Required work - Gather all lines in the data that hold the string "version".

***** Records provided

PR #807, opened 2024-10-09
Support non-exception error values from Oban jobs

### LINKED ISSUE #805: Oban ErrorReporter can crash and detach future telemetry events
### Environment

What version are you running? Etc.

* Sentry version: `10.7.1`
* Oban version: `2.18.3`

### Steps to Reproduce

Looking through server logs for disconnected telemetry handlers, I found the log below, which appears to be due to a `:timeout` error.

### Expected Result

I think [this code](https://github.com/getsentry/sentry-elixir/blob/master/lib/sentry/integrations/oban/error_reporter.ex#L40) should probably account for non-Exceptions somehow.

### Actual Result

In this example, the `exception` is `:timeout` rather than being an `Exception` struct.

```
Handler Sentry.Integrations.Oban.ErrorReporter has failed and has been detached. Class=:error
Reason=:undef
Stacktrace=[
  {:timeout, :__struct__, [], []},
  {Sentry.Integrations.Oban.ErrorReporter, :handle_event, 4,
   [file: ~c"lib/sentry/integrations/oban/error_reporter.ex", line: 40]},
  {:telemetry, :"-execute/3-fun-0-", 4,
   [file: ~c"/tmp/project/deps/telemetry/src/telemetry.erl", line: 167]},
  {:lists, :foreach_1, 2, [file: ~c"lists.erl", line: 1442]},
  {Oban.Queue.Executor, :emit_event, 1,
   [file: ~c"lib/oban/queue/executor.ex", line: 284]},
  {Oban.Backoff, :with_retry, 3, [file: ~c"lib/oban/backoff.ex", line: 108]},
  {Task.Supervised, :invoke_mfa, 2,
   [file: ~c"lib/task/supervised.ex", line: 101]},
  {Task.Supervised, :reply, 4, [file: ~c"lib/task/supervised.ex", line: 36]}
]
```

savhappy:
-added `capture_message` to `handle_event` in `Sentry.Integrations.Oban.ErrorReporter` to account for non-exception args that are passed

-closes #805

### DIFF
--- a/lib/sentry/integrations/oban/error_reporter.ex
+++ b/lib/sentry/integrations/oban/error_reporter.ex
@@ -33,18 +33,22 @@ defmodule Sentry.Integrations.Oban.ErrorReporter do
       end
 
     _ =
-      Sentry.capture_exception(exception,
-        stacktrace: stacktrace,
-        tags: %{oban_worker: job.worker, oban_queue: job.queue, oban_state: job.state},
-        fingerprint: [
-          inspect(exception.__struct__),
-          inspect(job.worker),
-          Exception.message(exception)
-        ],
-        extra:
-          Map.take(job, [:args, :attempt, :id, :max_attempts, :meta, :queue, :tags, :worker]),
-        integration_meta: %{oban: %{job: job}}
-      )
+      if is_struct(exception) do
+        Sentry.capture_exception(exception,
+          stacktrace: stacktrace,
+          tags: %{oban_worker: job.worker, oban_queue: job.queue, oban_state: job.state},
+          fingerprint: [
+            inspect(exception.__struct__),
+            inspect(job.worker),
+            Exception.message(exception)
+          ],
+          extra:
+            Map.take(job, [:args, :attempt, :id, :max_attempts, :meta, :queue, :tags, :worker]),
+          integration_meta: %{oban: %{job: job}}
+        )
+      else
+        Sentry.capture_message("Error with %s", interpolation_parameters: [exception])
+      end
 
     :ok
   end
--- a/lib/sentry/integrations/oban/error_reporter.ex
+++ b/lib/sentry/integrations/oban/error_reporter.ex
@@ -49,17 +49,18 @@ defmodule Sentry.Integrations.Oban.ErrorReporter do
         integration_meta: %{oban: %{job: job}}
       ]
 
-    if is_exception(reason) do
-      Sentry.capture_exception(
-        reason,
-        opts
-      )
-    else
-      Sentry.capture_message(
-        "Oban job #{job.worker} errored out: %s",
-        opts ++ [interpolation_parameters: [inspect(reason)]]
-      )
-    end
+    _ =
+      if is_exception(reason) do
+        Sentry.capture_exception(
+          reason,
+          opts
+        )
+      else
+        Sentry.capture_message(
+          "Oban job #{job.worker} errored out: %s",
+          opts ++ [interpolation_parameters: [inspect(reason)]]
+        )
+      end
 
     :ok
   end
--- a/lib/sentry/integrations/oban/error_reporter.ex
+++ b/lib/sentry/integrations/oban/error_reporter.ex
@@ -33,17 +33,17 @@ defmodule Sentry.Integrations.Oban.ErrorReporter do
       end
 
     fingerprint_opts =
-      (is_exception(reason) && [inspect(reason.__struct__), Exception.message(reason)]) ||
+      if is_exception(reason) do
+        [inspect(reason.__struct__), Exception.message(reason)]
+      else
         [inspect(reason)]
+      end
 
     opts =
       [
         stacktrace: stacktrace,
         tags: %{oban_worker: job.worker, oban_queue: job.queue, oban_state: job.state},
-        fingerprint:
-          [
-            inspect(job.worker)
-          ] ++ fingerprint_opts,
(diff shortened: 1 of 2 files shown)


lib/sentry/integrations/oban/error_reporter.ex
```diff
@@ -33,18 +33,22 @@ defmodule Sentry.Integrations.Oban.ErrorReporter do
...
-        fingerprint: [
-          inspect(exception.__struct__),
-          inspect(job.worker),
-          Exception.message(exception)
-        ],
-        extra:
-          Map.take(job, [:args, :attempt, :id, :max_attempts, :meta, :queue, :tags, :worker]),
-        integration_meta: %{oban: %{job: job}}
-      )
+      if is_struct(exception) do
```
GregMefford, line 36: You may want more specifically [`is_exception`](https://hexdocs.pm/elixir/1.12.3/Kernel.html#is_exception/1) here, rather than just `is_struct`, because I think `Exception.message/1` below won't work on just any general struct.

This may not really matter in practice, though, because I think the errors will probably never end up being a struct other than an Exception.

savhappy: Probably not but good to use the right tool for the job. Thanks and updated!

lib/sentry/integrations/oban/error_reporter.ex
```diff
@@ -33,18 +33,22 @@ defmodule Sentry.Integrations.Oban.ErrorReporter do
...
+            inspect(job.worker),
+            Exception.message(exception)
+          ],
+          extra:
+            Map.take(job, [:args, :attempt, :id, :max_attempts, :meta, :queue, :tags, :worker]),
+          integration_meta: %{oban: %{job: job}}
+        )
+      else
+        Sentry.capture_message("Error with %s", interpolation_parameters: [exception])
+      end
```
solnic, line 51: It would be more clear to have `reason` instead of `exception` here since it may not be an exception after all :)

savhappy: True! Updated, thanks!

whatyouhide: This is a wildly generic error message we got going on here 😄 I think it'd be really hard to debug as it's just a generic message plus there are no metadata about the job (which you have available).

This needs to be completely restructured to basically build shared options, and then use `Sentry.capture_message` or `Sentry.capture_exception` based on whether `reason` is an exception or not. Also, doesn't `:interpolation_parameters` require string parameters? If so, do `inspect(reason)` here.

whatyouhide: Also let's have the message be something like

```elixir
"Oban job #{job.worker} errored out: %s"
```

Btw the fingerprint option needs to be customized, if it's just reason use `inspect(reason)` insted of `Exception.message/1`

whatyouhide (changes requested):
Nice job, but we need a slightly different approach 🙃

savhappy:
@whatyouhide updated with your feedback! Yeah, I assumed that error message was not up to code 😆 . This restructure feels better

lib/sentry/integrations/oban/error_reporter.ex
```diff
@@ -24,27 +24,43 @@ defmodule Sentry.Integrations.Oban.ErrorReporter do
...
       case {apply(Oban.Worker, :from_string, [job.worker]), stacktrace} do
         {{:ok, atom_worker}, []} -> [{atom_worker, :process, 1, []}]
         _ -> stacktrace
       end
 
-    _ =
-      Sentry.capture_exception(exception,
+    fingerprint_opts =
+      (is_exception(reason) && [inspect(reason.__struct__), Exception.message(reason)]) ||
+        [inspect(reason)]
```
whatyouhide, line 37: Please use `if`, this is pretty hard to read and tries to mimic the `? :` operator thing that Elixir doesn't have 🙃

lib/sentry/integrations/oban/error_reporter.ex
```diff
@@ -24,27 +24,43 @@ defmodule Sentry.Integrations.Oban.ErrorReporter do
...
         tags: %{oban_worker: job.worker, oban_queue: job.queue, oban_state: job.state},
-        fingerprint: [
-          inspect(exception.__struct__),
-          inspect(job.worker),
-          Exception.message(exception)
-        ],
+        fingerprint:
+          [
+            inspect(job.worker)
+          ] ++ fingerprint_opts,
```
whatyouhide, line 46: Nit but saves some space 😉 

```suggestion
        fingerprint: [inspect(job.worker)] ++ fingerprint_opts,
```

lib/sentry/integrations/oban/error_reporter.ex
```diff
@@ -24,27 +24,43 @@ defmodule Sentry.Integrations.Oban.ErrorReporter do
...
         integration_meta: %{oban: %{job: job}}
-      )
+      ]
+
+    _ =
+      if is_exception(reason) do
+        Sentry.capture_exception(
+          reason,
+          opts
+        )
```
whatyouhide, line 57: Saves some space.

```suggestion
        Sentry.capture_exception(reason, opts)
```

whatyouhide (commented):
Last comment and we can ship this.

@solnic yeah that's probably something that could be *configurable* I think.

whatyouhide (approved):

**********

Answer for this exercise -
What version are you running? Etc.
* Sentry version: `10.7.1`
* Oban version: `2.18.3`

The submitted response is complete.